RegEx to remove non-alphanumerics

RegEx has me beat, I’ve read docs, read tutorials and can’t get a damned thing to work!

I’m trying to use it to clean up text and importantly remove non-alpha numerics from a string, but all it does is remove a single space.

[code]Dim reg as new RegEx
reg.searchPattern = “[^a-zA-Z0-9]”
reg.replacementPattern = “”

Dim source as string = “wiou fhbv6H98E61-5L!@&L$!@O ^?W""><{O)_R)&&L!_”“D”
Dim result as string = reg.replace( source )
msgBox source + endOfLine + result[/code]

[code] Dim reg as new RegEx
reg.searchPattern = “[^a-zA-Z0-9]”
reg.replacementPattern = “”
reg.Options.ReplaceAllMatches = True

Dim source as string = “wiou fhbv6H98E61-5L!@&L$!@O ^?W""><{O)_R)&&L!_”“D”
Dim result as string = reg.replace( source )
msgBox source + endOfLine + result[/code]

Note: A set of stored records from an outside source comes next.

PR #182, opened 2017-09-28
Bugfix for expression initialization

mathisonian:
This fixes https://github.com/idyll-lang/idyll/issues/179 by modifying the conditional to include expressions like `` [Component prop:`{"static": "object"}` /]`` because otherwise these were not being properly initialized.

### DIFF
--- a/packages/idyll-document/src/index.js
+++ b/packages/idyll-document/src/index.js
@@ -98,19 +98,7 @@ class Wrapper extends React.PureComponent {
       updateRefsCallbacks.push(this.onUpdateRefs);
     }
 
-    const state = { hasError: false, error: null };
-    // const { __vars__, __expr__ } = props;
-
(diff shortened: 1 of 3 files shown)


bclinkinbeard:
@mathisonian can you explain why this works? I don't doubt it does, but it seems we're going from checking node prop values to checking their keys, and I don't quite understand why.

Also, we should probably squash this into one commit.

mathisonian:
By just looking at the keys It takes advantage of the fact that processing has already been done to understand which properties are attached to expressions or variables -- if a component has no expressions or variables, we don't need to wrap it.

Note this is slightly suboptimal because it adds wrappers for components that only have static expressions, but that doesn't seem too concerning

bclinkinbeard:
Oh nice, good thinking!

Huh! That simple, I think I just won moron of the week award!

Thanks Syed.

Sam, a few things about that pattern.

  • It will remove spaces. I assume that’s what you want?
  • The RegEx class is case INsensitive unless you change the option, so while a-zA-Z is not wrong, it is redundant.
  • That pattern will remove accented characters like ü or é. If that’s not what you want, try this instead:
[^\\pL\\pN]

That uses the Unicode properties of each character to determine if it’s a letter or number, and it will only work in newer versions of Xojo or the latest MBS plugins.

Thanks Kem,
I basically want to strip it down to either numbers or letter. My original plan was to remove all non english characters as well, but now you mention it, I may have to rethink it.

It’s for renaming files so that they’re safe to post to online.

Perhaps ConvertEncoding to ASCII first? That will replace things like ù with just u. Then you should just be able to ReplaceAll( s, “?”, “-” ) (or something).

Or run it through your RegEx after ConvertEncoding if you want to be sure to remove Windows-illegal characters.

Thanks so much Kem for the extra advice… Pretty darn cool what can be done now!.

“mj ? ? Mac aplicacin” = “mojMacAplicacion”

Which is what I originally wanted, but with the preserving accents option, it comes out “mj?MacAplicacin”!

Can I use subsequent RegEx to then remove sequential occurrences of a string? For instance, if the replacement character for the above string is “_”, it then reads “moj_____Mac_Aplicacion”, which to me looks wrong, so I’d like to replace the “_____” with just a single underscore.

I’ve got it… After much failure, it’s incredibly simple, that is removing multiple repeating characters.

searchPattern = “+"
replacementPattern = "

Horay!

There is a way to “emulate” the Unicode Blocks?
Like \p{InLatin-1_Supplement}

You can remove squeeze any repeating character with:

rx.SearchPattern = "(.)\\g1+"
rx.ReplacementPattern = "$1"

If you only want to squeeze symbols (and you’ve already converted to ASCII), you can use a variation of your original pattern:

rx.SearchPattern = "([^a-z0-9])\\g1+"
rx.ReplacementPattern = "$1"

[quote=103406:@Antonio Rinaldi]There is a way to “emulate” the Unicode Blocks?
Like \p{InLatin-1_Supplement}[/quote]

Since the blocks are continuous, you can look for the range of code points (listed here, among other places).

In the example you mentioned, that’s range U+0080 through U+00FF. The pattern “\x{NNNN}” will let you specify a code point, and you can put the range within a character class, so:

rx.SearchPattern = "[\\x{80}-\\x{FF}]"

Odd how the link came in, and that it won’t let me edit it now. It’s this:

http://en.wikipedia.org/wiki/Unicode_block

You can get even more information here:

http://www.regular-expressions.info/unicode.html

Get in line Sam. No queue jumping allowed.